C’est un grand classique de l’industrie : après avoir passé des années à lâcher la sauce sans trop regarder les conséquences, soudainement le gourou se découvre une conscience. Sam Altman, CEO d’OpenAI, vient de sortir son couplet sur la nécessité d’une gouvernance mondiale de l’IA.
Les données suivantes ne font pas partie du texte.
PR #4494, opened 2017-09-11
Replace GCC/clang option -std=C++1y with -std=C++14

mloskot:
# Issue

C++1y indicates features from before final C+14 publication.
C++14 contains several further changes.

OSRM declares it's written in C++14. 

## Tasklist
 - [x] review

------

Looks like overlooked update.


oxidase:
Failing travis job will be fixed by 80defb7b1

« La technologie évolue vite, les risques sont grands, il faut des garde-fous. » Rien de neuf sous le soleil californien. Il nous sert exactement le même discours qu’il tient depuis le premier jour – sauf que maintenant, il le fait avec l’air grave de celui qui vient de découvrir que le feu ça brûle.
Vite, un cadre mondial !
L’idée est séduisante : un truc global, entre gouvernements, labos et entreprises, pour que l’IA reste « sûre, contrôlable et bénéfique ». Mais qui va fixer les règles ? OpenAI, qui pèse 300 milliards et qui a déjà grillé la politesse à tout le monde ? Les États, qui avancent à la vitesse d’un escargot sous sédatifs ?
Altman nous vend de la coopération internationale comme on vend de la poudre aux yeux. Sauf que dans les faits, chaque pays joue sa partition, chaque labo garde ses billes, et les appels à la « responsabilité partagée » sonnent souvent comme un aveu d’impuissance déguisé en leadership.
Le vrai problème :
Ce n’est pas que l’IA aille trop vite, c’est que ceux qui la pilotent ont tout intérêt à faire croire qu’ils la maîtrisent, alors qu’ils improvisent en vol. Altman veut qu’on lui fasse confiance pour construire le filet de sécurité, alors que c’est lui qui a poussé la falaise.
Bref, l’appel est louable, les intentions probablement sincères, mais le résultat risque d’être le même que d’habitude : beaucoup de déclarations, peu d’action, et une IA qui continue de foncer dans le décor. Mais merci Sam, on se sent vraiment plus en sécurité.
Ah, et si vous cherchez du concret, pas de bol : le communiqué ne donne ni deadline, ni mécanisme, ni budget. Comme d’hab’.